Git pre-push hooks allow Git users to:

  • Run tests or other processes before pushing a branch.
  • Avoid pushing a branch if failures occur with these tests.

lefthook is a Git hooks manager, making configuring, installing, and removing Git hooks easy.

Configuration for lefthook is available in the lefthook.yml file for the gitlab project.

To set up lefthook for documentation linting, see Pre-push static analysis.

Show Vale warnings on push

By default, lefthook shows only Vale errors when pushing changes to a branch. The default branches have no Vale errors, so any errors listed here are introduced by commits to the branch.

To also see the Vale warnings when pushing to a branch, set a local environment variable: VALE_WARNINGS=true.

Enable Vale warnings on push to improve the documentation suite by:

  • Detecting warnings you might be introducing with your commits.
  • Identifying warnings that already exist in the page, which you can resolve to reduce technical debt.

These warnings:

  • Don’t stop the push from working.
  • Don’t result in a broken pipeline.
  • Include all warnings for a file, not just warnings that are introduced by the commits.

To enable Vale warnings on push:

  • Automatically, add VALE_WARNINGS=true to your shell configuration.
  • Manually, prepend VALE_WARNINGS=true to invocations of lefthook. For example:

    VALE_WARNINGS=true bundle exec lefthook run pre-push
    

You can also configure your editor to show Vale warnings.

Show subset of Vale alerts

You can set Visual Studio Code to display only a subset of Vale alerts when viewing files:

  1. Go to Preferences > Settings > Extensions > Vale.
  2. In Vale CLI: Min Alert Level, select the minimum alert level you want displayed in files.

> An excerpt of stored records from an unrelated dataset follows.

PR #258, opened 2025-08-04
8364662: [CRaC] Process restore options in the common arguments parser

TimPushkin:
Options for restore are now processed during the common VM arguments parsing stage.

Notable improvements compared to the old code:
- Options from `-XX:Flags=<file>` and `-XX:VMOptionsFile=<file>` are now also considered
- Option aliasing is now handled correctly

**Behavioral change**. If `CRaCIgnoreRestoreIfUnavailable` is true it is now not an error to specify non-restore-settable options on restore — these will just be omitted from forwarding to the restored JVM. This makes it possible to specify non-restore-settable to be used after a failed restore.

---------
### Progress

### Issue
 * [JDK-8364662](https://bugs.openjdk.org/browse/JDK-8364662): [CRaC] Process restore options in the common arguments parser (**Enhancement** - P3)

### Reviewers

### Reviewing

Checkout this PR locally: \
`$ git fetch https://git.openjdk.org/crac.git pull/258/head:pull/258` \
`$ git checkout pull/258`

`$ git checkout pull/258` \
`$ git pull https://git.openjdk.org/crac.git pull/258/head`

</details>

Checkout this PR locally: \
`$ git pr checkout 258`

`$ git pr show -t 258`

</details>

<a href="https://git.openjdk.org/crac/pull/258.diff">https://git.openjdk.org/crac/pull/258.diff</a>

</details>

[Link to Webrev Comment](https://git.openjdk.org/crac/pull/258#issuecomment-3151943142)
</details>

### DIFF
--- a/src/hotspot/share/runtime/arguments.cpp
+++ b/src/hotspot/share/runtime/arguments.cpp
@@ -2945,8 +2945,8 @@ bool Arguments::process_flag_for_restore(const char *arg) {
 
   const char* name;
   size_t name_len;
-  bool ignored_plus_minus;
-  parse_argname(arg, &name, &name_len, &ignored_plus_minus);
+  bool has_plus_minus;
+  parse_argname(arg, &name, &name_len, &has_plus_minus);
 
   const JVMFlag* flag;
   {
@@ -2963,6 +2963,7 @@ bool Arguments::process_flag_for_restore(const char *arg) {
     flag = JVMFlag::find_declared_flag(real_flag_name(stripped_name));
     guarantee(flag != nullptr, "unknown JVM flag name: %s", name); // Should've been detected earlier
   }
+  assert(has_plus_minus == flag->is_bool(), "sanity check");
 
   if (flag->is_restore_settable()) {
     // Restored JVM will search for the flag using the name we record here so we
@@ -2970,12 +2971,14 @@ bool Arguments::process_flag_for_restore(const char *arg) {
     if (strncmp(name, flag->name(), name_len) == 0) {
       build_jvm_restore_flags(arg);
     } else {
-      const size_t real_tail_len = strlen(arg) + (strlen(flag->name()) - name_len);
-      char* const real_tail = AllocateHeap(real_tail_len + 1, MemTag::mtArguments);
-      const int ret = jio_snprintf(real_tail, real_tail_len + 1, "%s%s", flag->name(), arg + name_len);
-      guarantee(ret >= 0 && checked_cast<size_t>(ret) == real_tail_len, "snprintf failed: %i", ret);
-      build_jvm_restore_flags(real_tail);
-      FreeHeap(real_tail);
+      const size_t real_arg_len = strlen(arg) + (strlen(flag->name()) - name_len);
+      char* const real_arg = AllocateHeap(real_arg_len + 1, MemTag::mtArguments);
+      const int ret = has_plus_minus ?
+        jio_snprintf(real_arg, real_arg_len + 1, "%c%s", arg[0], flag->name()) :
+        jio_snprintf(real_arg, real_arg_len + 1, "%s%s", flag->name(), arg + name_len);
+      guarantee(ret >= 0 && checked_cast<size_t>(ret) == real_arg_len, "snprintf failed: %i", ret);
+      build_jvm_restore_flags(real_arg);
+      FreeHeap(real_arg);
     }
   } else if (!CRaCIgnoreRestoreIfUnavailable) {
     // Same message format as used in JVMFlag::get_locked_message() for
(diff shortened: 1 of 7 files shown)


src/hotspot/share/runtime/crac.cpp
```diff
@@ -632,6 +632,11 @@ bool CracRestoreParameters::read_from(int fd) {
       } else {
         *eq = '\0';
         char* value = eq + 1;
+        // A single ccstrlist flag can be specified multiple times meaning those
+        // should be concatenated. But with the current code the last occurence
+        // will just overwrite the previous ones.
+        assert(!JVMFlag::find_flag(cursor)->ccstr_accumulates(),
```
rvansa, line 638: Ouch! I think that using multiple `-XX:CRaCEngineOptions` would be pretty common (at least some of my scripts do that). Could we fix this?

And this error should be guarantee/another check that is applied in release build, too because it verifies user input, not some invariants in internal components.

src/hotspot/share/runtime/arguments.cpp
```diff
@@ -1041,6 +1043,10 @@ void Arguments::build_jvm_flags(const char* arg) {
   add_string(&_jvm_flags_array, &_num_jvm_flags, arg);
 }
 
+void Arguments::build_jvm_restore_flags(const char* arg) {
```
rvansa, line 1046: I would use `append_jvm_restore_flags` - `build` implies the final operation on a builder.

src/hotspot/share/runtime/arguments.cpp
```diff
@@ -3006,6 +2935,87 @@ void Arguments::fix_appclasspath() {
...
+
+  if (flag->is_restore_settable()) {
+    // Restored JVM will search for the flag using the name we record here so we
+    // must ensure the real one is recorded
+    if (strncmp(name, flag->name(), name_len) == 0) {
+      build_jvm_restore_flags(arg);
+    } else {
+      const size_t real_tail_len = strlen(arg) + (strlen(flag->name()) - name_len);
+      char* const real_tail = AllocateHeap(real_tail_len + 1, MemTag::mtArguments);
+      const int ret = jio_snprintf(real_tail, real_tail_len + 1, "%s%s", flag->name(), arg + name_len);
```
rvansa: Where are `+BoolOpt` flags handled?

src/hotspot/share/runtime/arguments.cpp
```diff
@@ -3006,6 +2935,87 @@ void Arguments::fix_appclasspath() {
...
+      stripped_name = buf;
+    }
+    flag = JVMFlag::find_declared_flag(real_flag_name(stripped_name));
+    guarantee(flag != nullptr, "unknown JVM flag name: %s", name); // Should've been detected earlier
+  }
+
+  if (flag->is_restore_settable()) {
+    // Restored JVM will search for the flag using the name we record here so we
+    // must ensure the real one is recorded
+    if (strncmp(name, flag->name(), name_len) == 0) {
```
rvansa: If `name` is a prefix of `flag->name()` this will pass - check `name_len == strlen(flag->name())` first

src/hotspot/share/runtime/crac.cpp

To display only a subset of Vale alerts when running Vale from the command line, use the --minAlertLevel flag, which accepts error, warning, or suggestion. Combine it with --config to point to the configuration file within the project, if needed:

vale --config .vale.ini --minAlertLevel error doc/**/*.md

Omit the flag to display all alerts, including suggestion level alerts.

Disable Vale tests

You can disable a specific Vale linting rule or all Vale linting rules for any portion of a document:

  • To disable a specific rule, add a <!-- vale gitlab.rulename = NO --> tag before the text, and a <!-- vale gitlab.rulename = YES --> tag after the text, replacing rulename with the filename of a test in the GitLab styles directory.
  • To disable all Vale linting rules, add a <!-- vale off --> tag before the text, and a <!-- vale on --> tag after the text.

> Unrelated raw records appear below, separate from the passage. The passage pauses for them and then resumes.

PR #261, opened 2025-08-11
8365241: [CRaC] Ignore new arguments when CRaCIgnoreRestoreIfUnavailable is true

TimPushkin:
Arguments are not passed to the restored process when `-XX:+CRaCIgnoreRestoreIfUnavailable` is set on restore. The check is performed on the side of the restoring VM since in the restored VM `CRaCIgnoreRestoreIfUnavailable` could have been set before the current restore.

Documentation for the new arguments feature and `CRaCIgnoreRestoreIfUnavailable` is also added, explaining this behavior.

---------
### Progress

### Issue
 * [JDK-8365241](https://bugs.openjdk.org/browse/JDK-8365241): [CRaC] Ignore new arguments when CRaCIgnoreRestoreIfUnavailable is true (**Enhancement** - P1)

### Reviewers

### Reviewing

Checkout this PR locally: \
`$ git fetch https://git.openjdk.org/crac.git pull/261/head:pull/261` \
`$ git checkout pull/261`

`$ git checkout pull/261` \
`$ git pull https://git.openjdk.org/crac.git pull/261/head`

</details>

Checkout this PR locally: \
`$ git pr checkout 261`

`$ git pr show -t 261`

</details>

<a href="https://git.openjdk.org/crac/pull/261.diff">https://git.openjdk.org/crac/pull/261.diff</a>

</details>

[Link to Webrev Comment](https://git.openjdk.org/crac/pull/261#issuecomment-3174318184)
</details>

### DIFF
--- a/src/java.base/share/man/java.md
+++ b/src/java.base/share/man/java.md
@@ -1093,8 +1093,10 @@ These `java` options control the runtime behavior of the Java HotSpot VM.
     of its existing call stack.
 
 `-XX:+CRaCIgnoreRestoreIfUnavailable`
-:   If restoration from a checkpoint image fails, continue with the normal startup
-    instead of failing.
+:   If the checkpoint image specified for restoration is identified as being unusable,
+    continue with the normal startup instead of failing. Enabling this option does
+    not guarantee that the normal startup will follow any failed restoration attempt;
+    it only covers an early image/environment verification.
 
     When restoring with this option, you should specify a main class and its
     arguments as usual. If the restoration succeeds, they are ignored, but if it
--- a/src/java.base/share/man/java.md
+++ b/src/java.base/share/man/java.md
@@ -1085,22 +1085,21 @@ These `java` options control the runtime behavior of the Java HotSpot VM.
 `-XX:CRaCRestoreFrom=`*directory*
 :   Restores from the specified checkpoint image.
 
-    When using this option, there is no requirement to specify a main class and its
-    arguments because the restored execution is based on the ones specified before
-    the checkpoint. However, it is possible to pass a new main class and new
-    arguments. After a successful restoration, the new main method will be invoked
-    with the specified arguments in the thread that started the checkpoint, on top
-    of its existing call stack.
+    You can optionally pass the name of the new main class and its arguments when
+    using this option. In such a case, the new main method will be invoked with
+    the specified arguments by the thread that initiated the checkpoint, after all
+    CRaC resources have been successfully processed.
 
 `-XX:+CRaCIgnoreRestoreIfUnavailable`
-:   If the checkpoint image specified for restoration is identified as being unusable,
-    continue with the normal startup instead of failing. Enabling this option does
-    not guarantee that the normal startup will follow any failed restoration attempt;
-    it only covers an early image/environment verification.
+:   If the checkpoint image specified for restoration is identified as being
+    unusable, continue with the normal startup instead of failing.
 
-    When restoring with this option, you should specify a main class and its
-    arguments as usual. If the restoration succeeds, they are ignored, but if it
-    fails, they are used for the normal startup process.
+    When restoring with this option, you should specify the command-line arguments
+    for the normal startup process. If the restoration succeeds, they are ignored;
+    otherwise, they are used for starting up.
+
+    If an initial image verification passes, but restoration still fails, the JVM
+    will not attempt to start normally.
 
 `-XX:CRaCMinPid=`*value*
 :   A desired minimal PID value for checkpointed process. Applied by the launcher,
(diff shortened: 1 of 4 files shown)


TimPushkin:
The test failure is not related to this change

src/java.base/share/man/java.md
```diff
@@ -1085,6 +1085,21 @@ These `java` options control the runtime behavior of the Java HotSpot VM.
...
+    the checkpoint. However, it is possible to pass a new main class and new
+    arguments. After a successful restoration, the new main method will be invoked
+    with the specified arguments in the thread that started the checkpoint, on top
+    of its existing call stack.
+
+`-XX:+CRaCIgnoreRestoreIfUnavailable`
+:   If restoration from a checkpoint image fails, continue with the normal startup
+    instead of failing.
+
+    When restoring with this option, you should specify a main class and its
```
rvansa: > you **should** specify a main class

I guess we shall make this mandatory -> you **must** sepecify a main class? Do we have a test for the case when you run plain `java -XX:CRaCRestoreFrom=... -XX:+CRaCIgnoreRestoreIfUnavailable` and the image is not present?

TimPushkin: No, there is no such test currently.

You do not always have to specify a main class since if the image exists the main won't be used. Initially I wrote "you are expected to specify" and made it shorter into this version.

jankratochvil:
Is there a use case when the passed new arguments/main *are* useful? Is there a s testcase for it? (I have been quickly searching it now but I haven't found it.)

TimPushkin:
@jankratochvil There is a demo `src/demo/share/crac/JavaCompilerCRaC` which you use as described here https://github.com/openjdk/crac/pull/16#issuecomment-1036140922.

src/java.base/share/man/java.md
```diff
@@ -1085,6 +1085,23 @@ These `java` options control the runtime behavior of the Java HotSpot VM.
 `-XX:CRaCRestoreFrom=`*directory*
 :   Restores from the specified checkpoint image.
 
+    When using this option, there is no requirement to specify a main class and its
+    arguments because the restored execution is based on the ones specified before
+    the checkpoint. However, it is possible to pass a new main class and new
+    arguments. After a successful restoration, the new main method will be invoked
+    with the specified arguments in the thread that started the checkpoint, on top
+    of its existing call stack.
```
AntonKozlov: I'd suggest start with positive example, something like:

You can pass a new "main" class and arguments with this option. Then, a method matching `main(String[])` will be invoked then with the provided arguments after all `afterRestore` methods complete. The method will invoked on the thread which initiated the checkpoint.

src/java.base/share/man/java.md
AntonKozlov: "Should" seems to fit. It won't be a violation of the interface, JDK will handle missing arguments and will and provide the help message, for example.

src/java.base/share/man/java.md
```diff
@@ -1085,6 +1085,23 @@ These `java` options control the runtime behavior of the Java HotSpot VM.
...
+
+`-XX:+CRaCIgnoreRestoreIfUnavailable`
+:   If the checkpoint image specified for restoration is identified as being unusable,
+    continue with the normal startup instead of failing. Enabling this option does
+    not guarantee that the normal startup will follow any failed restoration attempt;
+    it only covers an early image/environment verification.
+
+    When restoring with this option, you should specify a main class and its
+    arguments as usual. If the restoration succeeds, they are ignored, but if it
+    fails, they are used for the normal startup process.
```
AntonKozlov: Let's move the "may fail" note to the bottom. Suggested wording:

If the checkpoint image specified for restoration is identified as being unusable, continue with the normal startup instead of failing. When restoring with this option, you should specify command line arguments for a normal start-up process. If the restoration succeeds, arguments are ignored. Otherwise, they will be used for the JVM initialization. The JVM won't be attempt to start normally, if initial verification passes but restoration does not succeed.

test/jdk/jdk/crac/ignoreRestore/RestoreIfPossibleTest.java
```diff
@@ -57,13 +60,20 @@ public static void main(String[] args) throws Exception {
...
-            .stdoutShouldNotContain(WARMUP_MSG).stdoutShouldContain(MAIN_MSG);
+        final var out = builder.startRestoreWithArgs(null, List.of(Main.class.getName(), "false"))
+            .waitForSuccess().outputAnalyzer();
+        out.stdoutShouldNotContain(WARMUP_MSG);
+
+        // Check the count to ensure a new main is not launched on successful restore
+        final var mainMsgCount = Collections.frequency(out.stdoutAsLines(), MAIN_MSG);
+        if (mainMsgCount != 1) {
+            out.reportDiagnosticSummary();
+            assertEquals(1, mainMsgCount, "Main message should be printed exactly once");
```
AntonKozlov: This is effectively `assert(false)`, but written in a more complex way. Let's change this or move it out from the `if`?

TimPushkin: I use assert equals because it prints the expected and the actual values of the counter.

If we move this out of if the diagnostic info will be printed unconditionally (may slow down the test a bit if the output is large for some reason).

Whenever possible, exclude only the problematic rule and lines.

For more information, see Vale’s documentation.

Disable markdownlint tests

To disable all markdownlint rules, add a <!-- markdownlint-disable --> tag before the text, and a <!-- markdownlint-enable --> tag after the text.

To disable only a specific rule, add the rule number to the tag, for example <!-- markdownlint-disable MD044 --> and <!-- markdownlint-enable MD044 -->.

Whenever possible, exclude only the problematic lines.